彼はキバットバットⅢ世と共に人間の為、世の中の魑魅魍魎、悪鬼羅刹と戦うのだ!!
「…………違うな……」
そんな彼は今、バイオリンに塗るためのニスを作っている。グツグツと鍋の中で煮えるナニかを東崎はじっくりと見た後、溜息をつく。
そんな落ち込んだ様子の東崎の元にキバットがパタパタと飛んでくる。
「おーい、何溜息ついt━━━臭っ!!??くっせッ⁉︎お前何を煮込んでんだよ⁉︎」
「うん?昨日集めて来たものを全部混ぜて見たんだよ。そしたらいいニスができるかなー?と思ったんだけど………」
「馬鹿か⁉︎………って、うわっ⁉︎なんだコレ⁉︎カタツムリにワームに………血なのかコレ⁉︎うおっ!糞はいくらなんでも駄目だろ⁉︎」
鍋の中にある出来上がったばかりの
「お前アレだぞ……最近、ニス作りがヤバイ方向になりつつあるぞ?」
「………そうか……確かに部屋に入ってきた次狼さんも一瞬で気絶したからなぁ」
「どうりであの狼が泡を吹きながら痙攣を起こしていたと思っていたらその所為かよ………」
キバットは家臣の情け無い姿を思い出し、呆れながらバイオリンの形をしたの
「そういや、聞いたぜ?昨日は教会に行ったんだってな?」
「そうだよ。と言っても教会には入らないですぐに帰っちゃったけど。にしても、なんだったんだろあのイッセー君の焦り方……アーシアさんにしっかりと挨拶しておきたかったんだけどなぁ…………」
「やれやれ………いいか莉紅?教会はな、堕天使共の住処なんだぞ?一歩でも踏み入れていたらどうなるか分かったもんじゃねぇ。それに加えてお前は一度、堕天使とキバとして接触した。唯一救いなのは後ろ不意打ちしたおかげで顔も見られてない事だな」
すると、東崎はバイオリンにニスを塗る手を止め、キバットと向き合う。
「そう言えばさ、なんでキバってバレちゃ駄目なの?悪魔にも、堕天使にも」
「そりゃあ、キバは三大勢力に喧嘩を売ったファンガイア族の王の証でもあるからな。もしもファンガイアが生き残っていると知られたら莉紅………お前、消されるかもしれねぇんだぞ?」
とキバットは莉紅を脅迫するかのように強めの口調で言う。コレは彼なりの東崎への気遣いだ。彼は良くも悪くも人を信じやすい。

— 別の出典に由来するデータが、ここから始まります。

PR #2455, opened 2024-03-01
feat: Draw original and diverted route segments on the map

joshlarson:
Screenshot 2024-03-04 at 2 35 32 PM

---
  - https://app.asana.com/0/0/1206733203010774

### DIFF
--- a/assets/css/detours/_detour_map.scss
+++ b/assets/css/detours/_detour_map.scss
@@ -12,6 +12,13 @@
   }
 }
 
+.c-detour_map--original-route-shape-diverted {
+  stroke: $black;
+  stroke-dasharray: 14 28;
+  stroke-linecap: square;
+  opacity: 50%;
+}
+
 .c-detour_map--original-route-shape__unstarted {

だからこそ相手を疑わなければいつか彼の身に危険が迫ってしまう。そうキバットは思った。
「うーん、でもなぁ………実感が湧かないと言うか何というか……まぁ、何とかなるんじゃない?」
「………ハァ、とにかくそのクセー物質を何とかしてくれよ?てか、そんなものニスに使おうとしてんじゃねぇよ」
「駄目なの⁉︎」
「当たり前だ!この馬鹿!!アレか⁉︎お前はあの魔王様に暗黒物質まみれのバイオリンをプレゼントする気か⁉︎」
▼ ▼ ▼ ▼ ▼
「って感じにさ、上質なニスに良さげな材料を知らない?」
「うん。ていうか、それをニスにしようとしてる時点で頭おかしいんじゃねぇのか?」
「同感って言うか、まずマトモな材料だけ集める事をオススメするんだが………」
翌日の学校。元浜、松田の2人に相談する東崎だが、逆に頭がおかしいんじゃ無いか?と指摘されてしまう。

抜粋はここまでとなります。